Data Quality Controls and Validation

RoL-related fields receive heightened quality scrutiny due to their importance in analytics, benchmarking, and reporting.

Validation and enrichment are supported by a purpose-built AI extraction and validation system that has been iteratively improved through multiple human-in-the-loop (HITL) cycles. Where required, values are re-validated or re-extracted directly from filed source documentation.

Manual review by the data team is performed when automated validation is insufficient or where policy structure complexity warrants additional scrutiny.

Outlier Detection Methodology

RoL values are evaluated at the product level using a log-transformed interquartile range (IQR) methodology to establish expected inlier ranges.

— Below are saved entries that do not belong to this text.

Issue #1047, opened 2022-12-19
BUG: Offline deals doesn't trigger Deal Filter


s0nik42:
### Checklist

- [X] This is **not** a question or a support request. If you have any boost related questions, please ask in the [discussion forum](https://github.com/filecoin-project/boost/discussions).
- [X] This is **not** a new feature or enhancement request. If it is, please open a [new idea discussion](https://github.com/filecoin-project/boost/discussions/new?category=ideas) instead. New feature and enhancement requests would be entertained by the boost team after a thorough discussion only.
- [X] I **have** searched on the [issue tracker](https://github.com/filecoin-project/boost/issues) and the [discussion forum](https://github.com/filecoin-project/boost/discussions), and there is no existing related issue or discussion.
- [X] I am running the [`Latest release`](https://github.com/filecoin-project/boost/releases), or the most recent RC(release canadiate) for the upcoming release or the dev branch(master), or have an issue updating to any of these.
- [X] I did not make any code changes to boost.

### Boost component

- [X] boost daemon - storage providers
- [ ] boost client
- [ ] boost UI
- [ ] boost data-transfer
- [ ] boost index-provider
- [ ] Other

### Boost Version

```text
boost --version
boost version 1.5.1-rc2+git.2c5604e
```

### Describe the Bug

A new behavior has been introduced by this commit (not sure if its a bug or intedted): 

https://github.com/filecoin-project/boost/commit/6fc504212c7b86fdb03d8cdc2e2f32fb3648d26d#diff-8d035260e0e563b27f9c0e1618df37accd637edeb18024932ebcbd5256614d7eR404-R415
 
With this new code, offline deals bypass the deal filter. Which is not the expected behavior. 

We expect offline deals to be treated as any types of deals (http/graphsync) and going through the deal filter.

### Logging Information

```text
.
```

### Repo Steps

1. Run '...'
2. Do '...'
3. See error '...'
...

PR #1067, opened 2023-01-11
fix: run deal filter for offline deals

LexLuthr:
Fixes https://github.com/filecoin-project/boost/issues/1047


dirkmc (approved):

s0nik42:
I confirm that it works as expected with CIDgravity

PR #1070, opened 2023-01-11
Remove bitswap peer/bandwidth filters

hannahhoward:
# Goals

Remove bandwidth and peer limit functionality

# Implementation

Thought we'd be able to just revert a commit, but it was actually too tied up in code for other PRs, so I just removed the relevant code.

The current structure of the API is as follows (cc @s0nik42):

```javascript
{
	"AllowDenyList": {
			"PeerIDs": ["Qma9T5YraSnpRDZqRR4krcSJabThc8nwZuJV3LercPHufi", "QmYyQSo1c1Ym7orWxLYvCrM2EmxFTANf8wXmmE7DWjhx5N"]
	},
        "UnderMaintenance": true,
}
```

We will put  back in storage provider limits when we support simultaneous connections. Any extraneous values in an API response should not prevent it from functioning.


cmd/booster-bitswap/filters/configfilter.go
```diff
@@ -21,44 +19,29 @@ const AllowList PeerListType = "allowlist"
...
-type RequestCounter interface {
-	StateForPeer(p peer.ID) requestcounter.ServerState
-}
-
 type remoteConfig struct {
 	peerListType                   PeerListType
 	peerList                       map[peer.ID]struct{}
 	underMaintenance               bool
 	maxSimultaneousRequests        uint64
 	maxSimultaneousRequestsPerPeer uint64
```
dirkmc, line 27: We can also remove all the max simultaneous requests code now, right?

Issue #1014, opened 2022-11-29
Add filter by Checkpoint


dirkmc:
Currently it's possible to filter the list of deals by a search query, that matches against peer id, payload cid etc.
However it's not possible to filter by Checkpoint.

We should add an optional parameter to the deals endpoint to allow users to filter by checkpoint:
```
deals(query: String, checkpoint: String, cursor: ID, offset: Int, limit: Int): DealList!
```

jacobheun:
The UI currently shows the 'State' rather than the Checkpoint, so based on a sync discussion we'll aim to expose the ability to filter on `State` rather than checkpoint. This will also give more granularity for later stages of deals.

jacobheun:
After reviewing the internals of the code here, State is a computed property so for simplicity of this filtering by Checkpoint is the most direct path. Pulling some feedback from slack some requests to be able to filter by are:

* Filter all deals that are currently transferring, or waiting for offline import
* Filter for all deals that have been Accepted (and that are offline deals)

I'm reviewing the UX for the api and UI and will update when I have more thoughts on best path forward for these.

PR #1097, opened 2023-01-19
Add the ability to filter certain properties in the deal list

jacobheun:
## Purpose
Adds the ability to include filters when search for deals in addition to the existing query functionality. This should address all scenarios mentioned in https://github.com/filecoin-project/boost/issues/1014. 

### Example curls:
**Get all offline deals pending transfer**
```sh
curl -s -X POST -H "Content-Type: application/json" -d '{"query":"query { deals (filter: { Checkpoint: Accepted, IsOffline: true }) { deals { ID  Message} } }"}' http://localhost:8080/graphql/query
```

**Get all deals currently in the sealing pipeline**
```sh
curl -s -X POST -H "Content-Type: application/json" -d '{"query":"query { deals (filter: { Checkpoint: IndexedAndAnnounced }) { deals { ID  Message} } }"}' http://localhost:8080/graphql/query
```

### Current Supported Properties
I've started with a subset of properties to filter by based on common scenarios. VerifiedDeal may be less useful atm, but there may be some useful applications there outside of the requested scenarios.

* Checkpoint
* IsOffline
* TransferType (Not currently supported in the UI as we havent had requests)
* IsVerified (Not currently supported in the UI as we havent had requests)

## Work remaining
- [X] Hook up the graphql resolver to pass filters from the client
- [x] Fix the checkpoint filter so it's optional
- [x] Add support to the UI to select the filters

**Disclaimer**: Still getting up to speed on go, so please suggest more idiomatic usage where applicable. 

Resolves https://github.com/filecoin-project/boost/issues/1014

## Demos
**Querying with filters via the GQL UI**

https://user-images.githubusercontent.com/639834/214308975-6e8952dc-a98b-4b9b-bce8-d38821817b4c.mp4

**Querying with filters via the Web UI**

https://user-images.githubusercontent.com/639834/214659019-6c527fe9-2bb8-467a-b521-f91ac44170f7.mp4

### DIFF
--- a/db/deals.go
+++ b/db/deals.go
@@ -229,13 +229,25 @@ func (d *DealsDB) BySignedProposalCID(ctx context.Context, proposalCid cid.Cid) 
 	return d.scanRow(row)
 }
 
-func (d *DealsDB) Count(ctx context.Context, query string) (int, error) {
+func (d *DealsDB) Count(ctx context.Context, query string, filter map[string]interface{}) (int, error) {
 	whereArgs := []interface{}{}
 	where := "SELECT count(*) FROM Deals"
 	if query != "" {
 		searchWhere, searchArgs := withSearchQuery(query)
 		where += " WHERE " + searchWhere
 		whereArgs = append(whereArgs, searchArgs...)
+	}
+
+	if filter != nil {
+		filterWhere, filterArgs := withSearchFilter(filter)
+
+		if query != "" {
+			where += " AND "
+		} else {
+			where += " WHERE "
+		}
+		where += filterWhere
+		whereArgs = append(whereArgs, filterArgs...)
 	}
 	row := d.db.QueryRowContext(ctx, where, whereArgs...)
 
@@ -252,7 +264,7 @@ func (d *DealsDB) ListCompleted(ctx context.Context) ([]*types.ProviderDealState
 	return d.list(ctx, 0, 0, "Checkpoint = ?", dealcheckpoints.Complete.String())
 }
 
-func (d *DealsDB) List(ctx context.Context, query string, cursor *graphql.ID, offset int, limit int) ([]*types.ProviderDealState, error) {
+func (d *DealsDB) List(ctx context.Context, query string, filter map[string]interface{}, cursor *graphql.ID, offset int, limit int) ([]*types.ProviderDealState, error) {
 	where := ""
 	whereArgs := []interface{}{}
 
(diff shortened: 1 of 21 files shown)


db/deals.go
```diff
@@ -272,9 +284,40 @@ func (d *DealsDB) List(ctx context.Context, query string, cursor *graphql.ID, of
...
+		// If the filterField is in the filter and it's not empty, append
+		value, ok := filter[filterField]
+		if ok {
+			st := filterField + " = ?"
+			statements = append(statements, st)
+			whereArgs = append(whereArgs, value)
+		}
+	}
+
+	where := "(" + strings.Join(statements, " AND ") + ")"
```
dirkmc, line 316: We may want to return "" for the case that there are no fields in the filter

gql/resolver.go
```diff
@@ -134,7 +142,22 @@ func (r *resolver) Deals(ctx context.Context, args dealsArgs) (*dealListResolver
...
+	}
+	if args.Filter.IsOffline.Set && args.Filter.IsOffline.Value != nil {
+		filter["IsOffline"] = args.Filter.IsOffline.Value
+	}
+	if args.Filter.TransferType.Set && args.Filter.TransferType.Value != nil {
+		filter["TransferType"] = args.Filter.TransferType.Value
+	}
+	if args.Filter.VerifiedDeal.Set && args.Filter.VerifiedDeal.Value != nil {
+		filter["VerifiedDeal"] = args.Filter.VerifiedDeal.Value
+	}
```
dirkmc, line 158: I think the code may end up simpler if we add a FilterOptions struct as a parameter to DealList at the db layer that looks similar to filterArgs (but where each field is a pointer so that it can be nil). That way we also don't expose the db fields at the resolver layer.

db/deals.go
```diff
@@ -229,14 +236,26 @@ func (d *DealsDB) BySignedProposalCID(ctx context.Context, proposalCid cid.Cid)
...
 	if query != "" {
 		searchWhere, searchArgs := withSearchQuery(query)
 		where += " WHERE " + searchWhere
 		whereArgs = append(whereArgs, searchArgs...)
 	}
+
+	if filter != nil {
+		filterWhere, filterArgs := withSearchFilter(*filter)
+
+		if query != "" {
```
dirkmc, line 251: I think we need to check if filterWhere == "" also

db/deals.go
```diff
@@ -272,9 +291,51 @@ func (d *DealsDB) List(ctx context.Context, query string, cursor *graphql.ID, of
 		whereArgs = append(whereArgs, searchArgs...)
 	}
 
+	if filter != nil {
+		if where != "" {
```
dirkmc, line 295: I think we need to check if filterWhere == "" also

dirkmc (approved):
Looks great! 🙌 
Just one nit to fix and then feel free to merge.

db/deals.go
jacobheun: I can add it to be safe but I don't think it should be possible to get to that state, as if filter is not nil it should always yield a valid query statement.

PR #1100, opened 2023-01-19
increase poll intervals

nonsense:


dirkmc:
Mostly looks good - the only two I'm not sure about:
- On the deal transfers page I think let's keep it to 1s. It's not an expensive call (all data is in memory) and it's nice to see the numbers updating frequently
- On the deal list page it's also nice to get frequent updates, particularly when deals are transferring. Maybe we can do some caching on the back-end if it's too expensive.

nonsense:
I reverted the deal transfers intervals.

I still think for the Deal List page 10sec. is probably OK. We generally have not more than 100 deals per day, so refreshing every second seems excessive.

dirkmc (approved):

PR #1101, opened 2023-01-20
Couchbase test using docker compose

airenas:
Runs tests from docker compose.
## Done
- [x] added docker compose file that starts couchbase container and go tests
- [x] refactored `svc/setup_couchbase_test_util.go`:
   - [x] moved to `couchbase/setup_test_util.go` - as the test here also needs cb, and can't access svc because cyclic deps
   - [x] dropped docker initialization code
   - [x] uses `COUCHBASE_HOST` env to access couchbase service, if not set then uses `localhost`
   - [x] did another refactoring for init clusters, now tries to check for dummy bucket before initializing in order not to fail on a second initialization
- [x] Unskipped tests:
  - [x] TestService/couchbase
  - [x] TestSharding
## Not done  
- [ ] Unskip
  - [ ] TestCleanup/couchbase - is failing, was failing before my changes also, but with a different error, need your response on it
  - [ ] TestServiceFuzz - failing also
- [ ] configure CI

 ## Running
 ### from CI or bash inside containers
 `docker compose up --build --exit-code-from go-tests`

 ### from ide
 `docker compose up couchbase` and run test from ide, test expects couchbase to be on localhost:8091
  ### from bash without container
 `docker compose up -d couchbase && go test -v --count=1 ./...`
  ### drop cached couchbase clusters
 `docker compose down`


nonsense:
Closing in favor of swapping Couchbase with YugabyteDB.

PR #1102, opened 2023-01-20
refactor piece directory -> local index directory

dirkmc:
For now I focused on the externally-facing information, like error messages, and command and parameter names.
Changing all the internal naming would be a lot more work and I'm not sure if it's worth it.

### DIFF
--- a/node/config/types.go
+++ b/node/config/types.go
@@ -38,12 +38,12 @@ type Boost struct {
 	// The connect string for the sealing RPC API (lotus miner)
 	SealerApiInfo string
 	// The connect string for the sector index RPC API (lotus miner)
-	SectorIndexApiInfo string
-	Dealmaking         DealmakingConfig
-	Wallets            WalletsConfig
-	Graphql            GraphqlConfig
-	Tracing            TracingConfig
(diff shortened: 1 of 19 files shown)


node/config/types.go
```diff
@@ -261,34 +261,34 @@ type StorageConfig struct {
...
 }
 
-type PieceDirectoryCouchbaseBucketConfig struct {
+type LocalIndexDirectoryCouchbaseBucketConfig struct {
 	// Bucket setting RAMQuotaMB
 	RAMQuotaMB uint64
 }
 
-type PieceDirectoryCouchbaseConfig struct {
+type LocalIndexDirectoryCouchbaseConfig struct {
```
nonsense, line 269: We have to at least contact @TippyFlitsUK when we merge this, as we'll have to update config for all Boost nodes that are already running Piece Directory. I know we haven't released it yet, but there are at least 3 Boost nodes that are already on it.

nonsense (approved):

node/config/types.go
dirkmc: I don't think @TippyFlitsUK is actually running piece directory in production yet - he just ran the migration script

PR #1131, opened 2023-01-26
boost retrieve cmd

nonsense:
Add `boost retrieve` cmd, similar to how `lotus retrieve` works.

TODO:
- [x] retrieve over graphsync when price is set to 0
- [x] make sure we get an error when trying to retrieve over graphsync when price is set to > 0
- [x] make sure that trying to retrieve content that provider doesn't have returns a meaningful error
- [ ] make sure that trying to retrieve content that provider doesn't have doesn't hang


cmd/boost/retrieve_cmd.go
```diff
@@ -0,0 +1,468 @@
...
+			return fmt.Errorf("please specify a CID to retrieve")
+		}
+
+		dmSelText := textselector.Expression(cctx.String(flagDmPathSel.Name))
+
+		miners, err := parseMiners(cctx)
+		if err != nil {
+			return err
+		}
+
```
dirkmc, line 106: I think we can simplify by removing the multi-miner support

cmd/boost/retrieve_cmd.go
```diff
@@ -0,0 +1,468 @@
...
+		flagDmPathSel,
+		flagCar,
+	},
+	Action: func(cctx *cli.Context) error {
+
+		// Store config dir in metadata
+		ddir, err := homedir.Expand("~/.boost-client")
+		if err != nil {
+			fmt.Println("could not set config dir: ", err)
+		}
```
dirkmc, line 91: Do we also need to call `node.Setup` from cli/node/node.go like we do in boost deal_cmd.go?

cmd/boost/retrieve_cmd.go
```diff
@@ -0,0 +1,468 @@
...
+			Client:     fc,
+			Cid:        c,
+			Candidates: candidates,
+			SelNode:    selNode,
+		}}
+
+		stats, err := node.RetrieveFromBestCandidate(cctx.Context, networks)
+		if err != nil {
+			return err
+		}
```
dirkmc, line 193: I suggest we remove all the candidate stuff for simplicity.

cmd/boost/retrieve_cmd.go
```diff
@@ -0,0 +1,468 @@
...
+	}
+
+	return c, closer, nil
+}
+
+type Node struct {
+	Host host.Host
+
+	Datastore  datastore.Batching
+	DHT        *dht.IpfsDHT
```
dirkmc, line 350: Do we need a DHT?

cmd/boost/retrieve_cmd.go
```diff
@@ -0,0 +1,468 @@
...
+	Blockstore blockstore.Blockstore
+	Bitswap    *bitswap.Bitswap
```
dirkmc, line 352: I don't think we need Bitswap

cmd/boost/retrieve_cmd.go
```diff
@@ -0,0 +1,468 @@
...
+
+	Wallet *wallet.LocalWallet
+}
+
+func setup(ctx context.Context, cfgdir string) (*Node, error) {
+	peerkey, err := loadOrInitPeerKey(keyPath(cfgdir))
+	if err != nil {
+		return nil, err
+	}
+
```
dirkmc, line 362: Most of this can probably be replaced with node.Setup in cli/node/node.go

retrieve/libp2ptransfermanager.go
```diff
@@ -0,0 +1,432 @@
...
+	listener   func(uint, ChannelState)
+	unsub      func()
+}
+
+type libp2pTransferManagerOpts struct {
+	xferTimeout     time.Duration
+	authCheckPeriod time.Duration
+}
+
+func newLibp2pTransferManager(dtServer libp2pCarServer, ds datastore.Batching, authDB *httptransport.AuthTokenDB, opts libp2pTransferManagerOpts) *libp2pTransferManager {
```
dirkmc, line 52: I don't think we need libp2pTransferManager - it's used to manage incoming requests for data in storage deals

dirkmc (commented):
Looks good so far 👍 

I'd suggest we try to simplify a little more before merging

cmd/boost/retrieve_cmd.go
nonsense: I've added Blockstore and Datastore to the Node, although just Retrieve needs them. Let me know if you're okay with this... I thought it is a good idea because we do keep state for them in the repository.

nonsense:
@dirkmc I think I addressed all comments, and further simplified the code.

cli/node/node.go
```diff
@@ -55,9 +61,22 @@ func Setup(cfgdir string) (*Node, error) {
 		return nil, err
 	}
 
+	bstoreDatastore, err := flatfs.CreateOrOpen(blockstorePath(cfgdir), flatfs.NextToLast(3), false)
+	bstore := blockstore.NewBlockstoreNoPrefix(bstoreDatastore)
+	if err != nil {
+		return nil, fmt.Errorf("blockstore could not be opened (it may be incompatible after an update - try running the clear blockstore subcommand to delete the blockstore and try again): %v", err)
+	}
```
dirkmc, line 68:
```suggestion
		return nil, fmt.Errorf("blockstore could not be opened: %w", err)
	}
```

cmd/boost/retrieve_cmd.go
```diff
@@ -0,0 +1,321 @@
...
+var flagDmPathSel = &cli.StringFlag{
+	Name:  "datamodel-path-selector",
+	Usage: "a rudimentary (DM-level-only) text-path selector, allowing for sub-selection within a deal",
+}
+
+var retrieveCmd = &cli.Command{
+	Name:        "retrieve",
+	Usage:       "Retrieve a file by CID from a miner",
+	Description: "Retrieve a file by CID from a miner. If desired, multiple miners can be specified as fallbacks in case of a failure (comma-separated, no spaces).",
```
dirkmc, line 65:
```suggestion
```

retrieve/rep/event.go
```diff
@@ -0,0 +1,193 @@
+package rep
```
dirkmc, line 1: I don't think we're actually subscribing to these events anywhere so we can probably just delete this entire rep package

retrieve/retrieve.go
```diff
@@ -0,0 +1,1091 @@
...
+
+	logRetrievalProgressEvents bool
+}
+
+type GetPieceCommFunc func(ctx context.Context, payloadCid cid.Cid, bstore blockstore.Blockstore) (cid.Cid, uint64, abi.UnpaddedPieceSize, error)
+
+type Lp2pDTConfig struct {
+	Server          httptransport.ServerConfig
+	TransferTimeout time.Duration
+}
```
dirkmc, line 81: I believe Lp2pDTConfig is for storage deals, so we can probably remove

retrieve/retrieve.go
```diff
@@ -0,0 +1,1091 @@
...
+		return fmt.Errorf("failed to read response: %w", err)
+	}
+
+	return nil
+}
+
+type TransferType string
+
+const (
+	BoostTransfer     TransferType = "boost"
```
dirkmc, line 382: Looks like BoostTransfer is unused

retrieve/retrieve.go
```diff
@@ -0,0 +1,1091 @@
...
+	GraphsyncTransfer TransferType = "graphsync"
+)
+
+type ChannelState struct {
```
dirkmc, line 386: ChannelState, TransferStatus() and ChannelStateConv() are unused

retrieve/retrieve.go
```diff
@@ -0,0 +1,1091 @@
...
+		MarketAvailable:       types.FIL(avail),
+		VerifiedClientBalance: vcstatus,
+	}, nil
+}
+
+type LockFundsResp struct {
+	MsgCid cid.Cid
+}
+
+func (c *Client) CheckChainDeal(ctx context.Context, dealid abi.DealID) (bool, *api.MarketDeal, error) {
```
dirkmc, line 517: Unused

retrieve/retrieve.go
```diff
@@ -0,0 +1,1091 @@
...
+			"queryResponse:UnsealPrice", tevent.QueryResponse().UnsealPrice)
+	case rep.RetrievalEventFailure:
+		logadd("errorMessage", tevent.ErrorMessage())
+	case rep.RetrievalEventSuccess:
+		logadd("receivedSize", tevent.ReceivedSize())
+	}
+	log.Debugw("retrieval-event", kv...)
+}
+
+func ChannelIDFromString(id string) (*datatransfer.ChannelID, error) {
```
dirkmc, line 1036: Unused

dirkmc (commented):
Awesome! Just about there, let's remove a few more of these unused methods.

I wonder if we should delete everything from the blockstore after use? Otherwise it's just going to keep growing, and we'd need to add commands to manage it.

retrieve/retrieve.go
nonsense: Wonder why the linter is not catching this? It does catch "some" unused methods.

dirkmc:
Also should we move this under the retrievalmarket folder? Maybe retrievalmarket/client

retrieve/retrieve.go
```diff
@@ -0,0 +1,1091 @@
...
+		return nil, err
+	}
+	minerOwner, err := c.minerOwner(ctx, miner)
+	if err != nil {
+		return nil, err
+	}
+	return c.RetrieveContentFromPeerWithProgressCallback(ctx, minerPeer.ID, minerOwner, proposal, progressCallback)
+}
+
+func (c *Client) RetrieveContentFromPeerWithProgressCallback(
```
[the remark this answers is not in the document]
nonsense: This is actually used.

retrieve/rep/event.go
nonsense: I think we do for the query ask. I tried to remove it once and I failed, I could give it another shot.

nonsense: Removed rep.

dirkmc (approved):

PR #1140, opened 2023-01-27
update jsonrpc to v0.2.0

dirkmc:
TODO:
- [ ] Test in production


nonsense (approved):

nonsense:
Bumped to 0.2.1 as it is needed in the Lotus API, so we might as well test directly 0.2.1

PR #1144, opened 2023-01-30
Use more efficient encoding for couchbase indices

dirkmc:
Changes
- multihash -> piece cid index
  - Changes the multihash encoding from hex to base85 (not binary because couchbase keys must be utf8 conformant)
  - Changes the list of piece cids to be binary
- piece offsets map (piece cid -> map of multihash -> offset / length)
  - Changes the multihash encoding from hex to base64
  - Note that the map itself must not be in binary format, because we need to be able to get an individual key from the map, and in couchbase the key must be utf8-conformant.
  - Note also that we use base64 instead of base85 because the [couchbase path specification](https://docs.couchbase.com/go-sdk/current/howtos/subdocument-operations.html#path-syntax) has a more restricted character set than the [couchbase key specification](https://docs.couchbase.com/server/current/learn/data/data.html#keys)

Note that I also tried using base122 encoding but it violated the [couchbase key specification](https://docs.couchbase.com/server/current/learn/data/data.html#keys) so I switched to base85.

Comparison of indices in dagstore vs couchbase:

couchbase-index-sizes

```
$ du -h ~/.boost/dagstore 
2,0G	/root/.boost/dagstore/index            # couchbase: piece-dir.piece-offsets     2.63GiB
4,0K	/root/.boost/dagstore/transients
5,1G	/root/.boost/dagstore/datastore        # couchbase: piece-dir.mh-to-pieces      4.69GiB
7,1G	/root/.boost/dagstore    
```

Indices in couchbase before this PR was applied:

couchbase-compression-ps

TODO:
- [x] Test on local devnet
- [x] Test on a production miner


nonsense (approved):

dirkmc:
TODO:
- [ ] Use last 24 bytes for multihash keys
  - Collision probability (birthday problem): 2^(192/2)
- [ ] After reducing the multihash key length, check the size of the `map[multihash] -> offset/size` values in couchbase. If they are small enough we may be able to reduce the shard key to 1 byte.
- [ ] Try using base85 encoding instead of base64
- [ ] Add a Version field to the piece metadata
- [ ] Remove "u:" prefix from keys

jacobheun:
What's the latest diff in size from the PR description snapshot?

dirkmc:
I'm running it now, I'll post results in a about an hour

dirkmc:
I added updated screenshots to the description and the [comment describing the most recent set of changes](https://github.com/filecoin-project/boost/pull/1144#issuecomment-1410481883)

The methodology operates as follows:

RoL values are log-transformed to reduce skew and stabilize variance
Quartiles (Q1 and Q3) are calculated on the transformed values
The interquartile range (IQR) is defined as Q3 − Q1
Lower and upper bounds are determined using an IQR-based multiplier
Observations are classified as inliers or outliers based on their position relative to these bounds
Bounds may be back-transformed to the original RoL scale for interpretability

Outlier Severity Bands

Outliers are categorized into severity bands based on their distance from the nearest bound:

Inlier — Within expected range
Mild — Up to 20% beyond the nearest bound
Moderate — Greater than 20% and up to 50% beyond the nearest bound
Extreme — Greater than 50% beyond the nearest bound

Review Process

Outliers are not automatically excluded. Instead, they enter a validation workflow that includes:

Automated re-validation via AI extraction against filed documentation
Manual review by the data team where required

Only records that pass validation are approved for inclusion in Market Terminal outputs.